Could you tally the lines of the entries that carry the string "broken"? Reply with the number and nothing more.

[[ Data listing open ]]

PR #29, opened 2019-07-02
Allow subscribing to Kubernetes events by concrete object name

zuzzas:
#### The Problem
1. There are some object that lack labels. For example: Service and corresponding Endpoint `kubernetes` in `default` Namespace. I may have an interest in this exact object (whose name is the same across all Kubernetes clusters on planet Earth), but I don't want to muck around with labelings.
2. If I were to use [resourceNames](https://kubernetes.io/docs/reference/generated/kubernetes-api/v1.15/#policyrule-v1-rbac-authorization-k8s-io) field in Role or ClusterRole, I'd find that client-go's Reflector component would fail with an error:
```
E0628 13:53:29.852940       1 reflector.go:125] github.com/flant/shell-operator/pkg/kube_events_manager/kube_events_manager.go:350: Failed to list *unstructured.Unstructured: endpoints is forbidden: User "system:serviceaccount:kube-system:node-local-dns" cannot list resource "endpoints" in API group "" in the namespace "kube-system"
```
#### The Solution
Specify a `FieldSelector` that matches on exact `.metadata.name`. It works great in conjunction with `resourceNames` field and allows for a much more fine-grained event subscriptions.

### DIFF
--- a/HOOKS.md
+++ b/HOOKS.md
@@ -107,6 +107,7 @@ Syntax:
           ...
         ],
       },
+      "objectName": "backend-7zxyf",
       "namespaceSelector": {
         "matchNames": ["somenamespace", "proj-production", "proj-stage"],
         "any": true|false,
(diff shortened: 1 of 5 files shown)


zuzzas:
Unfortunately, I haven't been able to accept a list of `objectName`s since Kubernetes *field selectors* do not support OR operations, only AND.

diafour:
Dobrze zrobiony!
Events from a list of `objectName`s can be implemented with multiple informers, as it done for namespaceSelector.matchNames. Anyway, lgtm.

PR #55, opened 2019-10-01
fix: watchEvent should be array

### LINKED ISSUE #54: monitor-pods example stopped working after merging #52
flant/shell-operator:latest failed to start up with monitor-pods example hook over the weekend

```
2019-09-30T09:25:35Z ERROR : MAIN Fatal: initialize hook manager: creating hook 'pods-hooks.sh': load hook 'pods-hooks.sh' config: 2 errors occurred:
 * kubernetes.watchEvent must be of type string: "array"
 * kubernetes.watchEvent should be one of [Added Modified Deleted]
hook --config output: {
  "configVersion":"v1",
  "kubernetes":[{
    "apiVersion": "v1",
    "kind": "Pod",
    "watchEvent":["Added"]
  }]
}
```

Reverting to flant/shell-operator:v1.0.0-beta.5 (3 month ago) works again for the same hooks

diafour:
fix #54

### DIFF
--- a/pkg/hook/config/schemas.go
+++ b/pkg/hook/config/schemas.go
@@ -109,11 +109,15 @@ properties:
         kind:
           type: string
         watchEvent:
-          type: string
-          enum:
-          - Added
-          - Modified
-          - Deleted
+          type: array
+          additionalItems: false
+          minItems: 1
+          items:
+            type: string
+            enum:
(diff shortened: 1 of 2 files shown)


diafour:
@distol I think i can merge this fix without your review.

PR #58, opened 2019-10-07
CHANGE link to cron package documentation

azalio:
Old link shows us a new version of package documentation, but you use v2 version, not v3. It can mislead readers.


diafour:
:+1:

PR #108, opened 2020-01-30
feat: generate binding contexts for schedule bindings

nabokihms:
### Description:
The PR adds the ability to generate binding contexts for schedules. 

### Motivation:
After adding includeSnapshotsFrom option to schedule config we need to generate binding contexts for it too to cover hooks, that take Kubernetes cluster state periodically.

### DIFF
--- a/test/hook/context/generator.go
+++ b/test/hook/context/generator.go
@@ -17,7 +17,8 @@ import (
 	. "github.com/flant/shell-operator/pkg/hook/binding_context"
 	"github.com/flant/shell-operator/pkg/hook/controller"
 	"github.com/flant/shell-operator/pkg/kube"
-	manager "github.com/flant/shell-operator/pkg/kube_events_manager"
+	bindingmanager "github.com/flant/shell-operator/pkg/kube_events_manager"
+	schedulemanager "github.com/flant/shell-operator/pkg/schedule_manager"
 )
 
 var KubeClient kube.KubernetesClient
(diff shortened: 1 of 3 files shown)


test/hook/context/generator.go
```diff
@@ -34,14 +35,15 @@ func convertBindingContexts(bindingContexts []BindingContext) (string, error) {
...
-	Controller   StateController
-	Manager      manager.KubeEventsManager
-	Context      context.Context
-	Cancel       context.CancelFunc
+	HookCtrl        controller.HookController
+	HookMap         map[string]string
+	HookConfig      string
+	InitialState    string
+	Controller      StateController
+	BindingManager  bindingmanager.KubeEventsManager
```
diafour: Why bingingmanager? `schedule` is also a bingind ;)

https://github.com/flant/shell-operator/blob/master/pkg/hook/hook_manager.go#L41-L42

test/hook/context/generator.go
```diff
@@ -109,12 +113,13 @@ func (b *BindingContextController) Run() (string, error) {
 	}
 
 	b.HookCtrl = controller.NewHookController()
-	b.HookCtrl.InitKubernetesBindings(testHook.GetConfig().OnKubernetesEvents, b.Manager)
+	b.HookCtrl.InitKubernetesBindings(testHook.GetConfig().OnKubernetesEvents, b.BindingManager)
+	b.HookCtrl.InitScheduleBindings(testHook.GetConfig().Schedules, b.ScheduleManager)
+	b.HookCtrl.EnableScheduleBindings()
```
diafour: This call to EnableScheduleBindings() is redundant. There is no need of fully initialized ScheduleManager object because BindingContext is generated on demand by RunSchedule and not by channel monitoring.

Back then ScheduleManager was used to return error on initialization if `crontab` was not valid. Now, this check is performed when the configuration is parsed:

```
110: testHook, err = testHook.WithConfig([]byte(b.HookConfig))
```

I see no reason to start full-fledged ScheduleManager, it can be completely removed.

`nil` is good for previous line:
```
b.HookCtrl.InitScheduleBindings(testHook.GetConfig().Schedules, nil)
```

diafour: Wrong: b.HookCtrl.EnableScheduleBindings() is necessary.

PR #133, opened 2020-03-09
Documentation proofreading

zuzzas:
TODO: 

~- [ ] Replace every JSON example with YAML~

There should be a way to properly present available syntax options without resorting to EBNF notation or mocking a JSON document...


diafour:
https://github.com/flant/shell-operator/issues/137

PR #173, opened 2020-05-11
Fix example pods-hook.sh YAML

nhinds:
Remove stray `"` from the README example to avoid the following error:
> MAIN Fatal: initialize hook manager: creating hook 'pods-hook.sh': load hook 'pods-hook.sh' config: 1 error occurred:\n\t* .kubernetes\" is a forbidden property\n\n\nhook --config output: configVersion: v1\nkubernetes\":\n- apiVersion: v1\n  kind: Pod\n  executeHookOnEvent: [\"Added\"]\n\n


diafour:
Tnak you!

PR #195, opened 2020-08-14
issue-192: iterate through events array in namespace example

vasili439:
Fix for bash handler script in order to iterate through BINDING_CONTEXT_PATH array


diafour:
Thank you.

PR #220, opened 2020-12-07
feat: Warn users about non-executable hooks

nabokihms:
This PR is aimed to improve the UX part. Without logs, it is confusing that hooks were skipped for some reason.

### DIFF
--- a/pkg/utils/file/file.go
+++ b/pkg/utils/file/file.go
@@ -57,7 +57,7 @@ func RecursiveGetExecutablePaths(dir string) ([]string, error) {
 		}
 
 		if !IsFileExecutable(f) {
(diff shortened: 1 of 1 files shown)


pkg/utils/file/file.go
```diff
@@ -54,10 +56,12 @@ func RecursiveGetExecutablePaths(dir string) ([]string, error) {
 			return nil
 		}
 
-		if IsFileExecutable(f) {
-			paths = append(paths, path)
+		if !IsFileExecutable(f) {
+			log.Infof("file '%s' in a hooks dir skipped because it has no executable permissions", path)
```
diafour, line 60:
```suggestion
			log.Warnf("File '%s' is skipped: no executable permissions, chmod +x is required to run this hook", path)
```

PR #224, opened 2020-12-09
Kubernetes object manipulation framework proposal

zuzzas:
An attempt to document upcoming implementation.

### DIFF
--- a/fep/000-manipulating-kubernetes-objects.md
+++ b/fep/000-manipulating-kubernetes-objects.md
@@ -1,0 +1,132 @@
+# Manipulating Kubernetes objects via an opinionated CRUD framework
+
+## Summary
+
+### Goals
+
+Provide an opinionated CRUD framework for Kubernetes' object manipulation.
+
+### Non-goals
+
+Provide direct access to Kubernetes' REST API.
+
+## Manipulations
+
+Let us start with enumerating operationTypes that this framework shall support.
+These will implement all common object manipulation patterns.
+
+### Creating
+
+* `CreateorUpdate` — accept a Kubernetes object.
+  It retrieves an object, and if it already exists computes a JSON Merge Patch and applies it (will not update .status field).
+  If it does not exist, we create the object.
+
+Optionally, we might support the following Manipulations:
+
+* `Create` — will fail if an object already exists
+* `CreateIfNotExists` — create and object if such an object does not already 
+  exist by namespace/name.
+
+These manipulations are potentially dangerous and useless, since they do not reconcile an object in any way.
+
+### Deleting
+
+Mirrors all REST DELETE [options](https://kubernetes.io/docs/concepts/workloads/controllers/garbage-collection).
+
+* `EnsureDeleted`
+* `EnsureDeleteBackground` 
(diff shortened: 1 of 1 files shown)


fep/000-manipulating-kubernetes-objects.md
```diff
@@ -0,0 +1,132 @@
...
+
+##### Fire and forget
+
+These work similar to their Optimistic-locking counterparts with one crucial difference. If there is a `resourceVersion`
+conflict, shell-operator shall not call the hook again. Instead, it will apply jq filter or transformations in the anonymous Go function,
+until resource update is successful. With [an exponential backoff](https://pkg.go.dev/k8s.io/client-go@v0.19.4/util/retry#RetryOnConflict)
+and upper limit, of course.
+
+* `JQPatch`
+* `FilterPatch`
```
nabokihms, line 71: As I see it, JQPatch is a special case of a FilterPatch. We will generate an anonymous function based on a jq-expression and use it internally. Hooks that have written in Go will be able to set this anonymous function directly. 

I am a little bit puzzled because internal concepts and user interface mixed :)

nabokihms (commented):
Think we need to discuss it internally before proceeding.

fep/000-manipulating-kubernetes-objects.md
```diff
@@ -0,0 +1,132 @@
...
+will describe desired operation.
+
+### Path
+
+Environment variable `$KUBERNETES_OPERATION_PATH`.
+
+### JSON format
+
+* `operationType` — specifies an operation's type.
+* `apiVersion` — optional field that specifies object's apiVersion. If not present, we'll deduce an object's preferred
```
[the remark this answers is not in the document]
zuzzas: It is not. If a user would like to be sure, that he operates on the object from this exact version, he should be able to do so. If they do not care about this, for example, while changing `nodeSelector` (a field that is unlikely to ever be changed), then they skip `apiVersion` field.

fep/000-manipulating-kubernetes-objects.md
```diff
@@ -0,0 +1,132 @@
...
+  apiVersion from `discovery` client.
+* `kind` — object's Kind.
+* `namespace` — object's Namespace. If empty, implies operation on a Cluster-level resource.
+* `statusPatch` — optional field. If true, when modifying an object, send requests to `/status` subresource.
```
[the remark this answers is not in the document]
zuzzas: It does. Unfortunately, semantics change heavily once we deviate from `/` and `/status`.

For example, if we were to use the `/scale` subresource, it does not expect a resource object, but a `v1.Scale` object. Or a patch to it.

fep/000-manipulating-kubernetes-objects.md
zuzzas: That is true. Let's see how I can rephrase this...

diafour: Go hooks and shell hooks are separate right now.

zuzzas:
We'll skip the proposal part on such small changes. :)

PR #227, opened 2020-12-10
feat: metrics with hook resource usage

diafour:
- cpu sys and user milliseconds
- max rss kilobytes

### DIFF
--- a/pkg/shell-operator/metrics.go
+++ b/pkg/shell-operator/metrics.go
@@ -97,6 +97,35 @@ func RegisterHookMetrics(metricStorage *metric_storage.MetricStorage) {
 		},
 	)
 
+	// System CPU usage.
+	metricStorage.RegisterHistogramWithBuckets(
+		"{PREFIX}hook_run_user_cpu_seconds",
+		labels,
+		[]float64{
+			0.0,
+			0.001, 0.002, 0.005, // 1,2,5 milliseconds
+			0.01, 0.02, 0.05, // 10,20,50 milliseconds
+			0.1, 0.2, 0.5, // 100,200,500 milliseconds
+			1, 2, 5, // 1,2,5 seconds
+			10, // 10 seconds
+		},
+	)
+	// User CPU usage.
+	metricStorage.RegisterHistogramWithBuckets(
+		"{PREFIX}hook_run_sys_cpu_seconds",
+		labels,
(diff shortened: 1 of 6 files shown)


zuzzas (changes requested):
We've decided to replace counters with histograms.

pkg/shell-operator/operator.go
```diff
@@ -428,7 +428,14 @@ func (op *ShellOperator) TaskHandleHookRun(t task.Task) queue.TaskResult {
 		}
 	}
 
-	metrics, err := taskHook.Run(hookMeta.BindingType, hookMeta.BindingContext, hookLogLabels)
+	usage, metrics, err := taskHook.Run(hookMeta.BindingType, hookMeta.BindingContext, hookLogLabels)
+
+	if usage != nil {
+		log.Infof("Usage: %+v", usage)
+		op.MetricStorage.CounterAdd("{PREFIX}hook_run_usage_sys_ms_total", float64(usage.Sys.Milliseconds()), metricLabels)
```
nabokihms, line 435: Perhaps, it will be better to convert metrics values to seconds and bytes.
Most metrics use these units in various exporters.

Although we can leave it as is, but I would like to replace short names with full (ms -> milliseconds, kb -> kilobytes).

diafour: Yes, seconds and bytes are better.

zuzzas (approved):

pkg/shell-operator/metrics.go
```diff
@@ -97,6 +97,35 @@ func RegisterHookMetrics(metricStorage *metric_storage.MetricStorage) {
...
+		[]float64{
+			0.0,
+			0.001, 0.002, 0.005, // 1,2,5 milliseconds
+			0.01, 0.02, 0.05, // 10,20,50 milliseconds
+			0.1, 0.2, 0.5, // 100,200,500 milliseconds
+			1, 2, 5, // 1,2,5 seconds
+			10, // 10 seconds
+		},
+	)
+	// Max RSS in kilobytes.
```
nabokihms, line 126:
```suggestion
	// Max RSS in bytes.
```

diafour: Done

nabokihms (approved):
lgtm

PR #535, opened 2015-08-28
Use windows_arch to get arch in metadata

jaym:
Windows is special. A builder should not rely
on it's native architecture.

cc @ksubrama @chefsalim @schisamo

PR #537, opened 2015-08-29
`Metadata#arch` should return a valid Ohai architecture

schisamo:
The change introduced in #535 began returning architecture values of `:x86` and `:x64` on Windows. We would prefer the `*.metadata.json` files contain valid Ohai-based values of `i386` or `x86_64` as we use this data when publishing to backend systems like Artifactory. This saves unnecessary translation when fetching packages at install time.

/cc @chef/engineering-services @chef/omnibus-maintainers @chef/client-windows

### DIFF
--- a/lib/omnibus/metadata.rb
+++ b/lib/omnibus/metadata.rb
@@ -108,8 +108,8 @@ module Omnibus
       # @return [String]
       #
       def arch
-        if Ohai['platform'] == 'windows'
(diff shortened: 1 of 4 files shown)


jaym:
:+1:

sethvargo:
LGTM

stevendanna:
:+1:

PR #538, opened 2015-08-31
Release Omnibus 4.1.0

jaym:
Any objections to me doing this today?

cc @chef/omnibus-maintainers


schisamo:
We should ensure https://github.com/chef/omnibus/pull/536 makes the cut.

schisamo:
:joy_cat:

PR #541, opened 2015-09-03
Fix missing package name in signature

chefsalim:
When installing signed packages on Windows, the UAC warning currently gives a random "Program name" in the warning.  This change adds a fix so that we set the package name when signing, which then allows Windows to display the correct name.

cc @schisamo @jaym @sersut


schisamo:
@chefsalim be sure to /cc @chef/omnibus-maintainers .

schisamo:
:+1:

jaym:
:+1:

adamedx:
Has this always been broken, or something recently regressed?

chefsalim:
Looks like it has always been broken - DK 0.7 had the same behavior.

yzl:
:+1:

[[ Data listing closed ]]

• _Task output_
2